She told me that when school started he had a hard time paying attention, hit the teachers, and would play chase without permission. He would cry before school would start, and his dad would have to carry him to the car while he put up a fight. But he would draw her pictures and write, I love you Mommy. He’d ask so sweetly, “do you want a hug?” She’d  fall in love with him all over again. She’d forgive all those meetings she had at the school and tried not to grow jaded when explaining his situation. She was always explaining the situation.

She told me about a day in March, a few years past, when she received a call from the teacher to pick up her son early from school. She walked tall into his special classroom and apologized for the massive amounts books and chairs strewn all over the room. Really, he knows better,” she’d say. She walked out of the building, her son’s hand in hers and made it to her car before she collapsed to cry. She cried for 2 straight hours and couldn’t even make dinner, she was too full of sorrow.

She told me that he could dream of the future and have night terrors that haunted him for weeks. He’d get up at bizarre hours of the night to gather and cut up his clothes. He’d sprinkle cinnamon all over the house 2 days before Christmas because he liked the smell.  And dump baby powder all over his room because he said, “I miss the snow.” She looked surprisingly good for being awake all this time.
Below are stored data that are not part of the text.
PR #1347, opened 2026-06-14
Finish port of Lucene.Net.Collation functionality, #1343

### LINKED ISSUE #1343: Finish port of Lucene.Net.Collation functionality
From discussion in #1341: 
> Lucene.Net.Analysis.Common is missing the [Collation functionality](https://github.com/apache/lucenenet/tree/80b2a66f74f15f5596a2e2a03078038269cf87d1/src/Lucene.Net.Analysis.Common/Collation). It probably isn't much work. .NET's collator is called [CompareInfo](https://learn.microsoft.com/en-us/dotnet/api/system.globalization.compareinfo?view=net-10.0). The Lucene docs say that the ICU4J collator is faster than the JDK, but I suspect that in the BCL implementation will be faster than the one in ICU4N in most cases.

These types are currently excluded from compilation via the `FEATURE_COLLATION` flag not being defined. We should finish the implementation (including the tests) for feature parity with Lucene 4.8.1.

paulirwin:

Finish port of Lucene.Net.Collation functionality

Fixes #1343 

## Description

Complete the abandoned WIP under Lucene.Net.Analysis.Common/Collation, which was gated behind an undefined FEATURE_COLLATION flag and referenced the icu.net package (never a solution dependency, so it never compiled).

- Reimplement CollationKeyAnalyzer, CollationAttributeFactory, CollationKeyFilter, CollationKeyFilterFactory and CollatedTermAttributeImpl on the BCL platform collator (System.Globalization.CompareInfo / SortKey / CompareOptions), mirroring Java's java.text.Collator. Remove all FEATURE_COLLATION guards; no new dependency.
- CompareInfo has no tailoring API, so custom RuleBasedCollator rules are not supported: CollationKeyFilterFactory's "custom" path throws NotSupportedException (use the ICU package for custom rulesets).
- Normalize terms to NFC before generating sort keys so decomposed and precomposed input collate consistently across the NLS (.NET Framework) and ICU (.NET 5+) globalization backends.
- Port the collation tests to CompareInfo. TestCollationKeySort's French ordering is backend-dependent (NLS -> EACGI, matching upstream; ICU -> ECAGI), so it is detected at runtime via CollationTestBase.FranceResult.
- Re-enable the platform-collator implementation in the benchmark NewCollationAnalyzerTask (the upstream "JDK" impl, renamed to "BCL"; "jdk" kept as a legacy alias for Java .alg compatibility) and cover both impls in TestPerfTasksLogic.TestCollator.
- Port Collation/package.md examples and caveats to .NET idioms.

Verified: full Tests.Analysis.Common and Tests.Benchmark suites green on net10.0 and net48.

AI: Mostly written with Claude Code, Opus 4.8.


src/Lucene.Net.Analysis.Common/Collation/TokenAttributes/CollatedTermAttributeImpl.cs
```diff
@@ -29,27 +28,45 @@ namespace Lucene.Net.Collation.TokenAttributes
     /// </summary>
     public class CollatedTermAttributeImpl : CharTermAttribute
```
NightOwl888: Please remove the `Impl` suffx to match our other attributes, but leave the file named `CollatedTermAttributeImpl.cs`.

src/Lucene.Net.Analysis.Common/Collation/TokenAttributes/CollatedTermAttributeImpl.cs
```diff
@@ -29,27 +28,45 @@ namespace Lucene.Net.Collation.TokenAttributes
...
+            this.collator = collator;
+            this.options = options;
+        }
 
-            //LUCENENET TODO: Verify that this is correct. Java's byte[] is signed and Big Endian, .NET's is unsigned and Little Endian.
-            bytes.Bytes = this.collator.GetSortKey(this.ToString()).KeyData;
+        public override void FillBytesRef()
+        {
+            BytesRef bytes = this.BytesRef;
+            byte[] keyData = this.collator.GetSortKey(Normalize(this.ToString()), this.options).KeyData;
```
NightOwl888, line 74: Let's conditionally compile. We don't have to convert this attribute to a string at all on .NET Core when using ICU because there is a `ReadOnlySpan<char>` overload of `GetSortKey()`. So, we can use `this.AsSpan()` to provide the value without an allocation. Note that the destination is a `Span<byte>` so there is a `GetSortKeyLength()` method that can be called first to determine how much space to allocate.

However, we still need to use the slow path if the app is configured for NLS. According to [Determine if your app  is using ICU](https://learn.microsoft.com/en-us/dotnet/core/extensions/globalization-icu#determine-if-your-app-is-using-icu), we can check that by using:

```c#
public static bool ICUMode()
{
    SortVersion sortVersion = CultureInfo.InvariantCulture.CompareInfo.Version;
    byte[] bytes = sortVersion.SortId.ToByteArray();
    int version = bytes[3] << 24 | bytes[2] << 16 | bytes[1] << 8 | bytes[0];
    return version != 0 && version == sortVersion.FullVersion;
}
```

But the fast path will be the default on .NET core, so IMO it is worth it to factor out the string allocations.

I suggest we make the above into a property that is statically cached and we can use it at runtime to determine whether ICU is in use or we need to fallback for NLS support. Prior to .NET core, the slow path will be the only one that exists and the fast path won't compile because the APIs don't exist.

Please do the same in the `CollationKeyFilter`.

src/Lucene.Net.Analysis.Common/Collation/package.md
```diff
@@ -40,73 +40,93 @@ summary: *content
...
-      // with a Farsi Collator (or an Arabic one for the case when Farsi is not
-      // supported).
-      ScoreDoc[] result
-        = is.search(aqp.parse("[ \u062F TO \u0698 ]"), null, 1000).scoreDocs;
-      assertEquals("The index Term should not be included.", 0, result.length);
+```cs
+CompareInfo collator = CompareInfo.GetCompareInfo("ar");
+CollationKeyAnalyzer analyzer = new CollationKeyAnalyzer(LuceneVersion.LUCENE_48, collator);
+Store.Directory ramDir = new RAMDirectory();
+IndexWriter writer = new IndexWriter(ramDir, new IndexWriterConfig(LuceneVersion.LUCENE_48, analyzer));
```
NightOwl888: Let's demonstrate proper use of `using` here. If we use the inline version, the below `writer.Dispose()` approach can still be used, but `IndexWriter` will receive 2 `Dispose()` calls unless there is an error.

Let's do that across all of these code examples for `IndexReader`, `IndexWriter`. and other things where disposal is required (note that on analyzers they are optional).

src/Lucene.Net.Analysis.Common/Collation/package.md
```diff
@@ -40,73 +40,93 @@ summary: *content
...
 
- __WARNING:__ Make sure you use exactly the same `Collator` at index and query time -- `CollationKey`s are only comparable when produced by the same `Collator`. Since {@link java.text.RuleBasedCollator}s are not independently versioned, it is unsafe to search against stored `CollationKey`s unless the following are exactly the same (best practice is to store this information with the index and check that they remain the same at query time):
+ __WARNING:__ Make sure you use exactly the same collator (`System.Globalization.CompareInfo` *and* `System.Globalization.CompareOptions`) at index and query time -- `System.Globalization.SortKey`s are only comparable when produced by the same collator. Since the platform collator is not independently versioned, it is unsafe to search against stored `System.Globalization.SortKey`s unless the following are exactly the same (best practice is to store this information with the index and check that they remain the same at query time):
 
-1.  JVM vendor
+1.  The .NET runtime version, and the active globalization backend. .NET Framework uses Windows NLS, while .NET 5+ uses ICU by default; the two produce different sort keys and orderings.
```
NightOwl888: As a convenience, let's make the `IsNLS` property public somewhere so we can document using it here.

Or even better, add some helper that users can utilize to add all of these values to the index with minimal effort. Perhaps we should make a `CollationUtil` class with these settings ready to index and a comparison check to utilize whether the values from the index are a match.

src/Lucene.Net.Analysis.Common/Collation/package.md
```diff
@@ -40,73 +40,93 @@ summary: *content
...
 
- `CollationKey`s generated by `java.text.Collator`s are not compatible with those generated by ICU Collators. Specifically, if you use `CollationKeyAnalyzer` to generate index terms, do not use `ICUCollationKeyAnalyzer` on the query side, or vice versa.
\ No newline at end of file
+ `System.Globalization.SortKey`s generated by the platform collator are not compatible with those generated by ICU Collators. Specifically, if you use `CollationKeyAnalyzer` to generate index terms, do not use `ICUCollationKeyAnalyzer` on the query side, or vice versa.
```
NightOwl888, line 135: I guess it is okay to document it this way, but it isn't necessarily true. ICU4J and ICU4C use the same collation key when:

- They are based on the same ICU release.
- They use the same locale and tailoring rules.
- They use the same collation settings (strength, case level, alternate handling, numeric collation, etc.).
- They are using the same collation data.

But it would take a bit of digging to figure out how .NET maps the inputs from the user to how they are presented on the API in ICU4N to figure out how to make those guarantees. And of course, it assumes a future version of ICU4N that matches one in .NET Core. So, for the time being we can consider this true.

src/Lucene.Net.Benchmark/ByTask/Tasks/NewCollationAnalyzerTask.cs
```diff
@@ -47,11 +46,12 @@ public static Type GetCollatorType(this NewCollationAnalyzerTask.Implementation
         {
             switch (impl)
             {
-                //case NewCollationAnalyzerTask.Implementation.JDK:
-                //    return typeof(Icu.Collation.Collator);
+                case NewCollationAnalyzerTask.Implementation.BCL:
```
NightOwl888: Although BCL is understood by .NET developers, note that it is an antiquated term that refers specifically to .NET Framework. Modern terminology simply refers to ".NET runtime" or ".NET libraries".

For this case, it would be better to convert to `DotNet` (or I guess `DOT_NET` if we are keeping the uppercasing scheme).

> Side note - while I don't consider it high priority, I still think it would be best if we convert the enum and constants to follow the .NET naming conventions before the release. But I care less about the actual scheme than consistency across public APIs of the codebase.

src/Lucene.Net.Benchmark/ByTask/Tasks/NewCollationAnalyzerTask.cs
```diff
@@ -61,18 +61,24 @@ public static Type GetCollatorType(this NewCollationAnalyzerTask.Implementation
...
         public enum Implementation
         {
-            //JDK, // LUCENENET: Not supported
+            // LUCENENET: This value is named JDK in upstream Lucene (the collator comes from the
+            // Java Development Kit's java.text.Collator). It has been renamed to BCL here because the
+            // equivalent in .NET is the platform collator (System.Globalization.CompareInfo) provided
+            // by the Base Class Library. The "jdk" parameter value is still accepted as a legacy alias.
+
+            /// <summary>The .NET platform collator (<see cref="CompareInfo"/>), equivalent to the JDK's <c>java.text.Collator</c>.</summary>
+            BCL,
```
NightOwl888: See my note above about naming.

src/Lucene.Net.Analysis.Common/Collation/package.md
```diff
@@ -40,73 +40,93 @@ summary: *content
...
-      // Unicode order would include U+0633 in [ U+062F - U+0698 ], but Farsi
-      // orders the U+0698 character before the U+0633 character, so the single
-      // indexed Term above should NOT be returned by a ConstantScoreRangeQuery
-      // with a Farsi Collator (or an Arabic one for the case when Farsi is not
-      // supported).
-      ScoreDoc[] result
-        = is.search(aqp.parse("[ \u062F TO \u0698 ]"), null, 1000).scoreDocs;
-      assertEquals("The index Term should not be included.", 0, result.length);
+```cs
+CompareInfo collator = CompareInfo.GetCompareInfo("ar");
```
NightOwl888: Farsi has its own culture that should be used. It should be `fa` rather than `ar`. This works on both .NET Framework and .NET Core (with ICU).

src/Lucene.Net.Tests.Analysis.Common/Collation/TestCollationKeyAnalyzer.cs
```diff
@@ -32,42 +27,32 @@ namespace Lucene.Net.Collation
     [TestFixture]
     public class TestCollationKeyAnalyzer : CollationTestBase
     {
+        // Neither Java 1.4.2 nor 1.5.0 has Farsi Locale collation available in
+        // RuleBasedCollator.  However, the Arabic Locale seems to order the Farsi
+        // characters properly.
+        private readonly CompareInfo collator = CompareInfo.GetCompareInfo("ar");
```
NightOwl888: Farsi has its own culture that should be used. It should be `fa` rather than `ar`. This works on both .NET Framework and .NET Core (with ICU).

src/Lucene.Net.TestFramework/Analysis/CollationTestBase.cs
NightOwl888: Please remove this comment - this was only relevant to the attempt to use icu-net.

src/Lucene.Net.TestFramework/Analysis/CollationTestBase.cs
```diff
@@ -48,6 +48,22 @@ public abstract class CollationTestBase : LuceneTestCase
...
+        /// the platform collator (<see cref="System.Globalization.CompareInfo"/>) depends on the active
+        /// globalization backend. .NET Framework (NLS) applies traditional French (backward) accent ordering and
+        /// produces "EACGI" - the same result as Lucene's <c>java.text.Collator</c> with <c>Locale.FRANCE</c> -
+        /// whereas .NET 5+ (ICU) uses forward accent ordering and produces "ECAGI". <see cref="System.Globalization.CompareInfo"/>
+        /// has no option to select French reverse-accent ordering, and its sort keys are consistent with its
+        /// <see cref="System.Globalization.CompareInfo.Compare(string, string)"/>, so we detect the active behavior
+        /// here rather than hard-coding a single (backend-specific) value. This is only relevant to tests that use
+        /// the platform collator; the ICU-based collation tests have their own expected values.
+        /// </summary>
+        protected static string FranceResult =>
```
NightOwl888: This should be `FrenchResult`. `FranceResult` would be `fr-FR`.

src/Lucene.Net.TestFramework/Analysis/CollationTestBase.cs
NightOwl888: Please reflow the `sortData` array to match upstream.

https://github.com/apache/lucene/blob/releases/lucene-solr/4.8.1/lucene/test-framework/src/java/org/apache/lucene/analysis/CollationTestBase.java#L196-L210

src/Lucene.Net.Tests.Analysis.Common/Collation/TestCollationKeyFilter.cs
```diff
@@ -34,44 +30,41 @@ namespace Lucene.Net.Collation
     [Obsolete("remove when CollationKeyFilter is removed.")]
     public class TestCollationKeyFilter : CollationTestBase
     {
+        // Neither Java 1.4.2 nor 1.5.0 has Farsi Locale collation available in
+        // RuleBasedCollator.  However, the Arabic Locale seems to order the Farsi
+        // characters properly.
+        private readonly CompareInfo collator = CompareInfo.GetCompareInfo("ar");
```
NightOwl888: Farsi has its own culture that should be used. It should be `fa` rather than `ar`. This works on both .NET Framework and .NET Core (with ICU).

src/Lucene.Net.Tests.Analysis.Common/Collation/TestCollationKeyFilterFactory.cs
```diff
@@ -56,7 +50,7 @@ public virtual void TestBasicUsage()
         [Test]
         public virtual void TestNormalization()
         {
-            var turkishUpperCase = "I W\u0049\u0307LL USE TURKİSH CASING";
+            var turkishUpperCase = "I WİLL USE TURKİSH CASING";
```
NightOwl888: Please revert this back to the original test condition.

src/Lucene.Net.Tests.Analysis.Common/Collation/TestCollationKeyFilterFactory.cs
```diff
@@ -93,50 +87,6 @@ public virtual void TestSecondaryStrength()
             AssertCollatesToSame(tsUpper, tsLower);
         }
 
-        /// <summary>
```
NightOwl888, line 96: Please add a comment indicating why this test was removed.

https://github.com/apache/lucene/blob/releases/lucene-solr/4.8.1/lucene/analysis/common/src/test/org/apache/lucene/collation/TestCollationKeyFilterFactory.java#L108-L142

NightOwl888 (changes requested):

src/Lucene.Net.Analysis.Common/Collation/TokenAttributes/CollatedTermAttributeImpl.cs
```diff
@@ -27,29 +27,67 @@ namespace Lucene.Net.Collation.TokenAttributes
...
+            this.collator = collator;
+            this.options = options;
+        }
 
-            //LUCENENET TODO: Verify that this is correct. Java's byte[] is signed and Big Endian, .NET's is unsigned and Little Endian.
-            bytes.Bytes = this.collator.GetSortKey(this.ToString()).KeyData;
+        public override void FillBytesRef()
+        {
+            BytesRef bytes = this.BytesRef;
+#if FEATURE_COMPAREINFO_SPAN_SORTKEY
```
NightOwl888: Let's change the name of this to `FEATURE_COMPAREINFO_GETSORTKEY_SPAN` to make it more consistent with other feature names that use `FEATURE_<type name>[_<member name>[_<parameter or feature name>]]`

`GetSortKeyLength` is implied here by the new contract.

src/Lucene.Net.Analysis.Common/Collation/CollationUtil.cs
```diff
@@ -0,0 +1,59 @@
+// Lucene version compatibility level 4.8.1
```
NightOwl888: Please remove the `// Lucene version compatibility` comment and move this file in to a top level `Support` folder (without changing the namespace).

src/Lucene.Net.Analysis.Common/Support/Collation/CollationUtil.cs

src/Lucene.Net.Analysis.Common/Collation/TokenAttributes/CollatedTermAttributeImpl.cs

She told me that although he is growing up into a beautiful young man, he is taller than her now and in some ways smarter than her. But he’s moody and sad, happy and mad. Up and down he goes, round and round he goes. He’s always able to lure her into his trap. He can even catch her eyebrow twitch and it seems that he can read her mind before she speaks. He’s always inches from her and circling around her. Pecking at her, laughing at her, chasing her, and clawing at her. Unfathomable that this was the same human being that had just slipped out so effortlessly into the world.

She told me with a pensive tone that her entire being was filled with fright and even her soul, her aching soul, mourned for it to be over. And she felt betrayed because she asked me, “isn’t your soul supposed to be stronger?” Traitor, she’d call it. She said she felt empty and blank. She’d ask, “how much can one vessel hold?” And with every night that she went to bed thinking she was spent, she’d wake up and have to start it all over again.  Each and every night, each and every day. She then told me that when the best place in the nation said, “your son is a candidate for our inpatient program,” she was surprised to be struck with grief instead of relief.

A few moments passed, and then she just stopped. She wiped her cheek and told me in confidence that she wanted to tempt fate in a sea of aqua glass. Feel the wind rush past her face. Witness the brown clouds get taken over by the foam. Tease the pull toward the moon and float. Revel in that and not talk about home.